The Story Behind the Darwin Trust
Every year, as I sit in the audience of the Murray Lecture, I am reminded of the profound story behind the Darwin Trust—the organization funding my PhD. A tale that not only inspires but reaffirms the translational impact of science.
The trust owes its existence to the pioneering work of Noreen and Kenneth Murray, a couple whose contributions to molecular biology revolutionized the field.
Both Noreen and Ken were PhD students at the University of Birmingham, where they met each other for the first time. Their shared passion for science blossomed into a lifelong partnership, and the two married in 1958. Following a post-doctoral stint at Stanford University in 1959, the couple returned to the UK and, in 1968, became part of the newly established Department of Molecular Biology at Edinburgh University.
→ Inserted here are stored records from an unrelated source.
PR #239, opened 2018-05-18
DeviceClient Initialization and Monitoring via Service Discovery

tsconn23:
Part 1 of #182 

Here's a summary because I know there's a lot here. I'm putting this in now before it gets too big and because what is here is functionally equivalent to the current code. There is more work to do in extending the initialization and monitoring pattern to the other service clients, as well as handling exceptions at the point of making a call.

1.) Removed redundancy of pkg naming in core/clients packages: metadataclients --> metadata
2.) Revised initialization of DeviceClient via ServiceParams, moving us toward using host/port instead of full URL (it's not there yet, but this is where it will go)
3.) Async goroutines in NewDeviceClient() monitor Consul and poll the latest endpoint every 15 seconds, keeping the data current.

Comments are welcome.


xmlviking:
We can update some of our comments later :)

tsconn23:
recheck

Issue #235, opened 2018-05-17
Change device_test from integration test to unit test


yanghua:
file location: core/clients/metadataclients/device_test.go

cc @tsconn23 and @drasko 

claim it~

tsconn23:
not at this time

PR #240, opened 2018-05-19
#235 Change device_test from integration test to unit test

yanghua:

cc @tsconn23 and @drasko

### DIFF
--- a/core/clients/metadataclients/device_test.go
+++ b/core/clients/metadataclients/device_test.go
@@ -61,8 +61,7 @@ func TestAddDevice(t *testing.T) {
 
 	receivedDeviceId, err := dc.Add(&d)
 	if err != nil {
-		t.Log(err.Error())
-		t.FailNow()
+		t.Error(err.Error())
 	}
 
 	if receivedDeviceId != addingDeviceId {
--- a/core/clients/metadataclients/device_test.go
+++ b/core/clients/metadataclients/device_test.go
@@ -14,88 +14,58 @@
 package metadataclients
 
 import (
-	"fmt"
 	"github.com/edgexfoundry/edgex-go/core/domain/models"
-	"gopkg.in/mgo.v2/bson"
-	"os"
+	"net/http"
+	"net/http/httptest"
 	"testing"
 )
 
 const (
-	deviceUrl        = "http://localhost:48081/api/v1/device"
-	addressableUrl   = "http://localhost:48081/api/v1/addressable"
-	deviceServiceUrl = "http://localhost:48081/api/v1/deviceservice"
-	deviceProfileUrl = "http://localhost:48081/api/v1/deviceprofile"
+	DeviceUriPath = "/api/v1/device"
 )
 
 // Test adding a device using the device client
 func TestAddDevice(t *testing.T) {
 	d := models.Device{
-		Addressable:    a,
+		Id:             "1234",
+		Addressable:    models.Addressable{},
 		AdminState:     "UNLOCKED",
 		Name:           "Test name for device",
 		OperatingState: "ENABLED",
-		Profile:        dp,
-		Service:        ds,
+		Profile:        models.DeviceProfile{},
+		Service:        models.DeviceService{},
 	}
 
-	_, err := dc.Add(&d)
+	addingDeviceId := d.Id.Hex()
+
+	ts := httptest.NewServer(http.HandlerFunc(func(w http.ResponseWriter, r *http.Request) {
+		w.WriteHeader(http.StatusOK)
+
+		if r.Method != http.MethodPost {
+			t.Errorf("expected http method is %s, active http method is : %s", http.MethodPost, r.Method)
+		}
+
+		if r.URL.EscapedPath() != DeviceUriPath {
+			t.Errorf("expected uri path is %s, actual uri path is %s", DeviceUriPath, r.URL.EscapedPath())
+		}
+
+		w.Write([]byte(addingDeviceId))
+
+	}))
+
+	defer ts.Close()
+
+	url := ts.URL + DeviceUriPath
+
+	dc := NewDeviceClient(url)
+
+	receivedDeviceId, err := dc.Add(&d)
 	if err != nil {
 		t.Log(err.Error())
 		t.FailNow()
 	}
-}
 
-var dc DeviceClient
-var a models.Addressable
-var ds models.DeviceService
-var dp models.DeviceProfile
-
-// Main method for the tests
-func TestMain(m *testing.M) {
-	dc = NewDeviceClient(deviceUrl)
-	ac := NewAddressableClient(addressableUrl)
-	dsc := NewServiceClient(deviceServiceUrl)
-	dpc := NewDeviceProfileClient(deviceProfileUrl)
-
-	a = models.Addressable{
-		Address: "http://localhost",
-		Name:    "Test Addressable",
-		Port:    3000,
+	if receivedDeviceId != addingDeviceId {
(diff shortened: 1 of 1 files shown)


core/clients/metadataclients/device_test.go
```diff
@@ -14,88 +14,58 @@
...
-	id, err = dpc.Add(&dp)
+	}))
+
+	defer ts.Close()
+
+	url := ts.URL + DeviceUriPath
+
+	dc := NewDeviceClient(url)
+
+	receivedDeviceId, err := dc.Add(&d)
```
falkerson: Add method should return predictable output:
* it return device_id and err == nil
* return err

In other words it should be mocked and not depend on Add() logic because in such case it integration not unit test
In other words it should be mocked and does not depend on Add() logic because in such case it integration not unit test

core/clients/metadataclients/device_test.go
```diff
@@ -14,88 +14,58 @@
...
 	if err != nil {
-		fmt.Println("Error posting new device profile: " + err.Error())
-		return
+		t.Log(err.Error())
```
falkerson: Pls remove Log from unit test

core/clients/metadataclients/device_test.go
yanghua: @falkerson  you mean I should mock every return branch to cover the test coverage? Actually, I tested rest client. Because it is not necessary to test the client itself. I just want test the full http rest flow.

falkerson: @yanghua ideally yes. Unit testing tests piece of codes on some logic with most granular and isolated level and it shouldn't have any external dependencies like: open file descriptors, network connects etc. Also it shouldn't depend on output of some another function because behavior of unit test became unpredictable. For me if we have 'if' statements in unit test means thats smth wrong with test itself and if couldn't easily mock some internal functions smth wrong with code design. And full flow testing is kind of integration test. But it depends on what "unit" means for us (https://martinfowler.com/articles/mocksArentStubs.html#TestIsolation)

yanghua: @falkerson I agree the unit test case should promote the test coverage, it's best practice. But I don't agree the unit test should not contain "if statements", here you can consider it as `assert` `assertEquals` in JUnit (the most popular unit test framework for Java), the different is `assert` encapsulates the "if statements". About the external dependencies, I think it depends on the context of code. Just like here, the rest client must make a http request to the microservice, it's the part of the business logic. Consider, if it can not make a http request and get a response, Can it return successfully? Of cause not. So for test it, I mocked a local http server used Golang's httptest framework and let the `Add` method passthrough normally. 

If there is another method use `DeviceClient` we could implement a `MockDeviceRestClient` and let the `Add` method do not make a real http request (for example, just return a const). But here we need test a rest client itself, so we need mock a http server.

So I think we should promote the test coverage, I will do it if I have enough time. This issue's purpose is remove the dependency to  real microservices.

yanghua:
cc @tsconn23

core/clients/metadataclients/device_test.go
falkerson: @yanghua about 'if' statement I mean:

receivedDeviceId, err := dc.Add(&d)

So in one case err == nil and in another not. What case we have in this test case function? dc.Add(&d) should be **idempotent** and return same result every time test runs. If err will not be nil test ends with t.Error(err.Error()) and if receivedDeviceId != addingDeviceId doesn't make sense. In another case if err !=nil {} is redundant because err always be nil.

tsconn23:
I'm not convinced unit testing the clients as they're currently implemented provides any value. There's no business logic in the clients. They a pass-through layer facilitating a service call.

If you look at PR 182, there is a test for the DeviceClient that specifically tests the initialization logic of the client itself with regard to service discovery. That is a responsibility encapsulated within the client that needs to be verified.

But otherwise I don't see much point in unit testing a pass through layer that proxies and relies on an actual service to do anything useful.

core/clients/metadataclients/device_test.go
yanghua: @falkerson you are caught in this function's current implementation, `Add` method returns error also may cause by the `json.Marshal`, I said when I have enough time I would give more input data case to promote the test coverage. If I build a invalidated Device model, it will return error.

yanghua:
@tsconn23 this PR used to fixed a test error, if there are not some real microservice about device and so on. 

Actually, I think the rest client need a unit test. And current rest client's business logic is not completely. There missed some validate、check task about business rule and security. We can not trust user's input data. Just think about in a web page, you give user a form, user fill the form, when sent a request to server, you must validate in the client end.

So I think the unit test is necessary in everywhere, it could validate the change later is right. See a problem cannot look only at present. The test case should be enhanced later and the rest client's validation also need be enhanced.

@jpwhitemn and @drasko what's your opinion?

drasko:
@yanghua I am not against accepting this PR just because we are still in the process of heavy dev, and you are not touching the main code. However - I do agree with @falkerson - functions you call must be mocked and have predictive and idempotent responses. You should test all cases and you should be capable to predicatively produce all these cases.

yanghua:
@drasko yes, you and @falkerson are right. Moreover, as I said before, I would enhance the test case if I have time in another issue. But this issue is used to fix the test error, when I was replacing the `fmt.Println` to logger, I invoked `go test` then found it was a integration test case, so I did this.  And based on `one PR , one thing`, this PR just for repairing.

drasko:
@yanghua understood. Just one more question - if the tests are failing without this fix, how come that CI passed before?

yanghua:
@drasko I don't know. Maybe the CI started the specific dependency microservices?  You can see this PR's code changes. The old code depends on some microservices. If just run `go test` without started those local services, would report http error, because it makes a real http request, this is the reason why I used httptest framework to build a mock server.

Actually, in a user's local, run `go test` should not contains other dependencies over the project.

yanghua:
@drasko it shows this : 

```
Post http://localhost:48081/api/v1/addressable: dial tcp [::1]:48081: connect: connection refused
Error posting addressable: Post http://localhost:48081/api/v1/addressable: dial tcp [::1]:48081: connect: connection refused
ok      github.com/edgexfoundry/edgex-go/core/clients/metadataclients   0.018s
```

drasko:
Would that mean that something is wrong with actual CI?

If that is the case, it would be good that @JPWKU take a look at it.

feclare:
@yanghua Do you reproduce the original unit test problem with ```make test``` ?

yanghua:
@drasko @feclare I never used `make test` before. 
But I used `make test` just now, it shows **OK** : 

```
ok      github.com/edgexfoundry/edgex-go/core/clients/metadataclients   0.033s
```

I always use `go test` in specific sub modules. Just now, when I removed the specific dependencies code, just leave device testing code, but also let it make a real http request, it failed : 

```
metadataclients vinoyang$ go test
Post http://localhost:48081/api/v1/device: dial tcp [::1]:48081: connect: connection refused
Post http://localhost:48081/api/v1/device: dial tcp [::1]:48081: connect: connection refused
--- FAIL: TestAddDevice (0.00s)
        device_test.go:42: Post http://localhost:48081/api/v1/device: dial tcp [::1]:48081: connect: connection refused
FAIL
exit status 1
FAIL    github.com/edgexfoundry/edgex-go/core/clients/metadataclients   0.018s
```

I think it shows `ok` before, because of the `addressable`'s http exception interrupts the real test code.

JPWKU:
Just saw this ping...I don't understand the issue yet, I'll have to dig in to see if this is a CI env issue.

yanghua:
@drasko merge this?

drasko:
Merged. Thanks!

In the early 1970s, they led the development of recombinant DNA technology, a groundbreaking innovation that laid the foundation for genetic engineering as we know it today. Noreen and Ken had become interested in restriction enzymes, proteins that cleave DNA only if it has a particular short stretch of nucleotide sequence known as a restriction site. Some of these enzymes cut DNA at their recognition site creating the possibility of breaking DNA molecules at defined sites and joining together fragments of different molecules that had been cut in this fashion. Noreen used her skills as a geneticist to select variants of bacteriophage (bacterial virus) lambda that only had restriction sites in a region that was not essential for its growth. These lambda vectors could be cut at the remaining sites and foreign DNA could be inserted producing recombinant molecules that could further be amplified in bacteria.
Noreen assessed that inserting foreign genes into bacteria might allow production of profuse amounts of the corresponding proteins for experimental and therapeutic purposes.
The Murrays created the first approved hepatitis B vaccine for human use, a breakthrough that brought Edinburgh and the UK to the forefront of scientific research. Kenneth Murray co-founded the biotech company Biogen, which patented the vaccine.
Murray used his share of the royalties from his vaccine to establish the Darwin Trust, which supports education and research in natural science till the day.
The Murrays’ contributions were not just a step forward for science but also a testament to the social values embedded in their work.
I feel, this transcending course of science, the way a discovery in the lab impacts lives, saves some, creates some, is revolutionary in its true sense. And this is what keeps one going at 8 pm on a Friday in the lab when experiments fail, but hope doesn't.